What is additive manufacturing?
Additive manufacturing (AM), also known as “3D printing”, is the process of joining materials to make a three-dimensional object. In contrast, in traditional machining methods, solid materials are removed from a stock piece by cutting or drilling.
Unlike traditional machining methods, AM can produce parts with intricate designs that would be difficult with traditional tooling. This can drastically reduce production time and cost compared to traditional machining techniques.
Where can 3D printing with brass be used?
The broad range of applications for 3D printing with brass include: industrial parts, jewelry, accessories, sculptures and artistic designs. As a manufacturing method, 3D printing with brass is often used for prototype production and production-quality parts.
Other Uses of 3D printing with brass:
- Furniture: 3D printing with brass is used to create furniture pieces, cabinets, tables and other commercial products. The advantages of 3D printing with brass make it a good fit for mass-produced, environmentally friendly furniture. Because the printer requires less time and material to print than traditional manufacturing methods, it can be used to create products that are rooted in the environment. Additionally, the printer allows for lower labor costs than manufacturing by hand.
- Prototypes: 3D printing with brass makes it easy to create complex geometries that cannot be produced by extrusion casting. This is ideal for creating metal prototypes for 3D printers, as the printer can easily switch from one material to another, rather than having to wait for the previous material to fully cure before moving on.
- Jewelry: Because of its ability to create intricate geometries and designs, 3D printing with brass is often used in the creation of jewelry.
What materials are used in the process?
There are two types of industrial alloys used in 3D printing with brass: copper and steel. Each has its own specific properties and uses, making it ideal for different applications.
Copper alloy prints tend to last much longer without warping compared to steel prints, making them ideal for larger parts that require minimal maintenance. Steel prints, on the other hand, are ideal for smaller parts that are often used in complex rotating mechanisms.
What is the time frame for a print?
Depending on size, complexity and material, printing can take anywhere from several hours to days.
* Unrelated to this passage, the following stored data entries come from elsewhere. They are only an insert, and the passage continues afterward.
PR #2991, opened 2026-04-16
Fix: pass CACHE_ROOT env var to docker container for all engine types

### LINKED ISSUE #2990: CACHE_ROOT not passed to docker container for non-media engine types
## Summary

`CACHE_ROOT` is only set in `get_media_server_docker_env_vars`, which means it is only injected into the container for `FORGE` and `MEDIA` engine types. For all other engines (e.g. vLLM, SGLang), `CACHE_ROOT` is never passed as an environment variable even though the container entrypoint relies on it.

## Fix

Set `docker_env_vars["CACHE_ROOT"]` unconditionally whenever `setup_config` is present in `generate_docker_run_command`.

stisiTT:
## Summary

- `CACHE_ROOT` was only injected into the container for `FORGE`/`MEDIA` engines via `get_media_server_docker_env_vars`
- Non-media engines (vLLM, SGLang, etc.) never received `CACHE_ROOT`, breaking container entrypoints that depend on it
- Set `CACHE_ROOT` unconditionally from `setup_config.cache_root` whenever `setup_config` is present

Closes #2990

### DIFF
--- a/workflows/run_docker_server.py
+++ b/workflows/run_docker_server.py
@@ -197,6 +197,7 @@ def generate_docker_run_command(
 
     docker_env_vars = {}
     if setup_config:
+        docker_env_vars["CACHE_ROOT"] = str(setup_config.cache_root)
         if (
             setup_config.container_model_weights_path
             and setup_config.host_model_weights_mount_dir


stisiTT:
Closing this PR after investigation. The fix is real but only necessary when a non-default `cache_root` path is used. For standard deployments, the Dockerfile already bakes in `ENV CACHE_ROOT=/home/container_app_user/cache_root` which matches `SetupConfig.cache_root`'s default — so this line would be a no-op in practice. The timing of this branch (created during the dev→main transition) was coincidental; neither `main` nor `dev` have this line. If custom host volume paths ever become a real use case, this fix would be needed to prevent the hard assert in `run_vllm_api_server.py` from failing due to a mismatch between the mounted path and the env var.

Issue #2692, opened 2026-04-01
Get pipeline manager hang signal and flag it in inference server


idjuricTT:
If hang signal is caught notify Kubernetes

PR #2996, opened 2026-04-17
Hang detection support: Report worker metrics 

dmadicTT:
Issue: http://github.com/tenstorrent/tt-inference-server/issues/2692
PR: https://github.com/tenstorrent/tt-inference-server/pull/2996

Reports
- heartbeat timestamp - each event loop step
- last output timestamp - each token
- active requests

Hang detection
- last heartbeat was long time ago, meaning event loop does not run 
- last output timestamp is long time ago while we have active requests, model does not output

Next steps
- Get feedback from Jacek and others
- New PR for worker to die once it detects a hang. This way /health monitoring can see somethig is wrong.

image

https://github.com/user-attachments/assets/25b7e8b0-52ca-4625-9e8e-108e35ca8227


tt-media-server/cpp_server/include/worker/single_process_worker_metrics.hpp
```diff
@@ -0,0 +1,51 @@
+// SPDX-License-Identifier: Apache-2.0
+// SPDX-FileCopyrightText: © 2026 Tenstorrent AI ULC
+
+#pragma once
```
idjuricTT, line 4: I would call this single_process_worker_metrics - sounds odd but it would be more clear what it tracks

tt-media-server/cpp_server/src/runners/sp_pipeline_runner/sp_pipeline_runner.cpp
```diff
@@ -192,6 +194,7 @@ SpPipelineRunner::getMemoryRequest() {
 }
 
 void SpPipelineRunner::handleOutput(const pm::OutputMessage& output) {
+  tt::worker::WorkerMetrics::instance().updateOutputHeartbeat();
```
idjuricTT: Would this affect the perf?

idjuricTT: Nitpick but maybe better to do it in the end of the method, not the beginning?

tt-media-server/cpp_server/src/runners/sp_pipeline_runner/sp_pipeline_runner.cpp
```diff
@@ -224,6 +230,7 @@ inline void SpPipelineRunner::evictSlot(uint32_t slotId) {
 
 void SpPipelineRunner::handleRequest(
     std::unique_ptr<tt::runners::llm_engine::Sequence> request) {
+  tt::worker::WorkerMetrics::instance().incrementActiveRequests();
```
idjuricTT: Same here, I'd do this in the end of the method, otherwise it might get out of sync if i.e. slot id is invalid

idjuricTT (approved):

tt-media-server/cpp_server/src/runners/sp_pipeline_runner/sp_pipeline_runner.cpp
dmadicTT: > Would this affect the perf?

I don't think so. It should be the same as writing to a variable.

tt-media-server/cpp_server/include/services/llm_service.hpp
```diff
@@ -52,6 +52,10 @@ class LLMService
    */
   void abortRequest(uint32_t taskId);
 
+  /** Borrowed pointer to the worker manager, used by main to wire the
+   * worker metrics aggregator. Lifetime tied to this LLMService. */
+  tt::worker::WorkerManager* workerManager() { return worker_manager_.get(); }
```
knovokmetTT: func can be const

tt-media-server/cpp_server/include/worker/worker_metrics_shm.hpp
```diff
@@ -0,0 +1,90 @@
...
+constexpr uint32_t WORKER_METRICS_SHM_MAGIC = 0x54545744;  // "TTWD"
+constexpr size_t MAX_WORKER_SLOTS = 32;
+constexpr size_t WORKER_SCRATCH_U64_COUNT = 32;
+
+/**
+ * Names what a slot's scratch area means. Each worker writes its own value
+ * during initialize() so the main-side aggregator can dispatch to the
+ * correct renderer. Append-only; never renumber existing values.
+ */
+enum class MetricsLayout : uint32_t {
```
knovokmetTT: can be uint8?

tt-media-server/cpp_server/src/worker/worker_metrics_shm.cpp
```diff
@@ -0,0 +1,118 @@
...
+  region->num_workers.store(static_cast<uint32_t>(numWorkers),
+                            std::memory_order_release);
+
+  TT_LOG_INFO(
+      "[WorkerMetricsShm] Created shared region '{}' ({} bytes, {} slots)",
+      name, REGION_SIZE, numWorkers);
+  return region;
+}
+
+WorkerMetricsShmRegion* openSharedRegion(const std::string& name) {
```
knovokmetTT: create will behave like open if the file exists already
if we dont care which process creates the actual file, this method is useless

tt-media-server/cpp_server/src/worker/worker_metrics_shm.cpp
```diff
@@ -0,0 +1,118 @@
...
+
+namespace tt::worker {
+
+namespace {
+
+constexpr size_t REGION_SIZE = sizeof(WorkerMetricsShmRegion);
+
+}  // namespace
+
+WorkerMetricsShmRegion* createSharedRegion(const std::string& name,
```
knovokmetTT: id prefer we dont expose raw pointers to shm RAM, but create inline write/read methods, and getters/setters for metadata

knovokmetTT (approved):

tt-media-server/cpp_server/src/runners/sp_pipeline_runner/sp_pipeline_runner.cpp
dmadicTT: > Nitpick but maybe better to do it in the end of the method, not the beginning?

As we have few exist points from the method I would keep it here

tt-media-server/cpp_server/src/runners/sp_pipeline_runner/sp_pipeline_runner.cpp
dmadicTT: If slot ID is invalid debug run will abort, so does not matter, while production run will skip it, so does not really matter.
Since we have multiple exit points from the method I would prefer to keep it at the top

The process begins by slicing a computer design into hundreds or thousands of horizontal layers.
The 3D printer then adds layer upon layer of molten metal to build the object from the bottom up one layer at a time. The process is extremely time-intensive and can take days or weeks, depending on print complexity and the size of the part.
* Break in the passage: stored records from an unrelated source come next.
PR #3006, opened 2026-04-17
Tool call handling base

lmuravljovTT:
#3010 

 # Add Tool Calling Support (Base Implementation)

  ## Overview

  This PR adds foundational tool calling support to the C++ media server. This base implementation enables the server to:
  - Accept tool definitions in chat completion requests
  - Apply model-specific chat templates with tool instructions (only deepseek template available rn.)
  - Parse tool calls from model responses
  - Return tool calls

  ## Changes Made

  ### 1. Request Parsing
  - **Tool Definitions**: Parse `tools` array from `ChatCompletionRequest`
  - **Tool Choice**: Parse `tool_choice` parameter (currently supports `auto` only)
  - **Domain Objects**: Added `Tool`, `FunctionDefinition`, and `ToolChoice` structures

  ### 2. Chat Template Application
  - **Tokenizer Integration**: Extended `applyChatTemplate()` to accept optional tools parameter
  - **DeepSeek Implementation**: Added tool calling template format for DeepSeek-R1
    - Includes system instructions for tool usage
    - Formats tool definitions in model-specific syntax
    - Uses special markers: `<｜tool▁calls▁begin｜>`, `<｜tool▁call▁begin｜>`, etc.
  - **Enum Refactoring**: Replaced `bool addGenerationPrompt` with `GenerationPrompt` enum for
  better clarity

  ### 3. Response Parsing
  - **Parser Interface**: Created `IToolCallParser` interface for model-specific parsing
    - `parseComplete()`: Extract tool calls from model output
    - `stripMarkers()`: Remove tool call markers from content
  - **DeepSeek Implementation**: `DeepSeekToolCallParser` extracts function calls from DeepSeek
  format
  - **Factory Pattern**: `createToolCallParser()` selects parser based on `ModelType` enum
  - **Response Integration**:
    - Added `tool_calls` field to `ChatCompletionMessage`
    - `LLMService.postProcess()` parses and populates tool calls
    - Sets `finish_reason` to "tool_calls" when tools are detected

  ### 4. Testing

  **Unit Tests:**
  - `test_chat_template_tools.cpp`: Validates chat template application with tools
    - Configurable test pattern for multiple tokenizers (DeepSeek implemented)
    - Tests single tool, multiple tools, conversation history with tools
    - Exact template matching with detailed diff output

  - `test_tool_call_parser.cpp`: Validates tool call parsing
    - Configurable format pattern for multiple models (DeepSeek implemented)
    - Tests single/multiple tool calls, complex JSON arguments, edge cases
    - Validates OpenAI format compliance

  **Integration Tests:**
  - `test_tool_call_integration.cpp`: End-to-end data flow verification
    - `LLMResponse` → `ChatCompletionResponse` conversion with tool calls
    - Single/multiple tool calls in response
    - Responses without tool calls
    - Complex nested JSON arguments

  ## Architecture

  Request Flow:
  ChatCompletionRequest (with tools)
    → applyChatTemplate(messages, tools)
    → Model generates response with markers
    → IToolCallParser.parseComplete()
    → LLMChoice (with tool_calls)
    → ChatCompletionResponse (OpenAI format)

  **Extensibility:**
  - Interface-based design allows easy addition of new models
  - Tokenizer-specific configs separate format from logic
  - Parser factory enables model-specific implementations

  ## References

  - [vLLM Tool Calling Documentation](https://docs.vllm.ai/en/latest/features/tool_calling/)
  - [OpenAI Tool Calling API](https://platform.openai.com/docs/guides/function-calling)
  - [DeepSeek-R1 Model Format Specification](https://github.com/sgl-project/sglang/blob/main/examples/chat_template/tool_chat_template_deepseekr1.jinja)


tt-media-server/cpp_server/tests/test_tool_call_parser.cpp
bgoelTT, line 1: Looks great, could you also please add a test to verify the `parallel_tool_calls` API parameter? https://developers.openai.com/api/reference/resources/chat/subresources/completions/methods/create#(resource)%20chat.completions%20%3E%20(method)%20create%20%3E%20(params)%200.non_streaming%20%3E%20(param)%20parallel_tool_calls%20%3E%20(schema)

It should cover the two cases where `parallel_tool_calls=True` and `parallel_tool_calls=False`

bgoelTT (changes requested):
Just one request for an additional parameter and test

tt-media-server/cpp_server/tests/test_tool_call_parser.cpp
lmuravljovTT: Yep, 
I've added only cutting of the list in the parser for now, as its a quick addition and an okay place to start. 
But I'd guess we'll want to do it using constrained decoding soon enoguh?

tt-media-server/cpp_server/include/domain/tool_calls/function_definition.hpp
ztorlakTT, line 1: Typo - it should be `function_definition.hpp`

tt-media-server/cpp_server/include/domain/tool_calls.hpp
```diff
@@ -0,0 +1,43 @@
...
+
+#include <json/json.h>
+#include <json/value.h>
+
+#include <optional>
+#include <string>
+
+namespace tt::domain {
+
+struct FunctionDefinition {
```
ztorlakTT: We have FunctionDefinition defined in the function_definition.hpp too

tt-media-server/cpp_server/src/services/deepseek_tool_call_parser.cpp
```diff
@@ -0,0 +1,186 @@
...
+
+    // Pattern to match:
+    // function<｜tool▁sep｜>function_name\n```json\n{...}\n``` Using a simpler
+    // approach: find the markers and extract content between them
+    size_t pos = 0;
+    while (true) {
+      if (!parallelToolCalls && toolCallsArray.size() == 1) {
+        return toolCallsArray;
+      }
+      // Find next tool call
```
ztorlakTT, line 53: Can you define constexpr for all three and then use .size(), for example:
```
constexpr std::string_view kToolCallBegin  = "<｜tool▁call▁begin｜>";
constexpr std::string_view kToolSep        = "<｜tool▁sep｜>";
constexpr std::string_view kToolCallsEnd   = "<｜tool▁calls▁end｜>";
```

tt-media-server/cpp_server/include/domain/tool_calls.hpp
lmuravljovTT: good catch, this file should be removed

tt-media-server/cpp_server/src/services/deepseek_tool_call_parser.cpp
lmuravljovTT: Yep I should extract the tags .. Not sure where we should use .size() though?

ztorlakTT: I think you could use kToolCallBegin.size() instead of hardcoded 20

tt-media-server/cpp_server/include/services/tool_call_parser.hpp
```diff
@@ -0,0 +1,58 @@
...
+   *     "type": "function",
+   *     "function": {
+   *       "name": "get_weather",
+   *       "arguments": "{\"location\":\"San Francisco\"}"
+   *     }
+   *   }
+   * ]
+   */
+  virtual std::optional<Json::Value> parseComplete(
+      const std::string& text, const bool& parallelToolCalls = true) const = 0;
```
ztorlakTT: `parallelToolCalls` is a trivial type so you can pass it by value
```suggestion
      const std::string& text, const bool parallelToolCalls = true) const = 0;
```

ztorlakTT: Also, `parallelToolCalls` is never passed when calling `parseComplete`

tt-media-server/cpp_server/src/services/deepseek_tool_call_parser.cpp
lmuravljovTT: Got it, pushed :D

tt-media-server/cpp_server/include/services/tool_call_parser.hpp
lmuravljovTT: It's passed in one relevant test

ztorlakTT (approved):

tt-media-server/cpp_server/tests/test_tool_call_parser.cpp
bgoelTT: I think this is a great place to start 👍 

Yes, when guided decoding is implemented it would be worth writing an integration or e2e test that validates only a single tool call is generated.

bgoelTT (approved):
Nice!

What is the working environment?
3D printers used in brass additive manufacturing can be run in a wide variety of environments. Most commercial machines require printers to be placed in a fume abatement enclosure, which is an enclosed room with a high-efficiency particulate air (HEPA) filter designed to remove chemical vapors and microscopic particles from the surrounding environment.
However, some machines are designed specifically to be used both indoors and outdoors.
3D printing with brass has become a popular choice for designers, manufacturers and hobbyists alike. 3D printing with brass is ideal for small-scale and large-scale projects that require intricate designs due to its high strength and durability.
Its low production costs make it ideal for prototyping, providing designers with the opportunity to experiment without the need to invest in expensive tooling initial runs.